Please copy, with no word changed, only the run of lines that opens with the line containing "the Storybook environment." and closes with the last line below.

(Collected data)
________________________
PR #321, opened 2020-02-19
chore(devenv): build fixes

asudoh:
This change ensures that Storybook build works well with the Storybook CLI commands for the corresponding framework.


asudoh:
Thank you for reviewing @cal-smith!

PR #338, opened 2020-03-07
chore(devenv): add more docs to Storybook

asudoh:
Adds `.mdx` to the Storybook environment so that `carbon-custom-elements` users can better understand how to use the library by looking at the Storybook environment.

image


cal-smith:
This is very exciting 😁

PR #359, opened 2020-04-10
chore(package): add type field

asudoh:
This will enable Node to import our modules directly without requiring a transpiled version, though we have few modules that is meant to be used in non-browser environment.


asudoh:
Oops I seem to have jumped the gun - It appears that need to update the dev/build env as well. Closing for now.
________________________
Worked solution:
Adds `.mdx` to the Storybook environment so that `carbon-custom-elements` users can better understand how to use the library by looking at the Storybook environment.

image


cal-smith:
This is very exciting 😁

PR #359, opened 2020-04-10
chore(package): add type field

asudoh:
This will enable Node to import our modules directly without requiring a transpiled version, though we have few modules that is meant to be used in non-browser environment.


asudoh:
Oops I seem to have jumped the gun - It appears that need to update the dev/build env as well. Closing for now.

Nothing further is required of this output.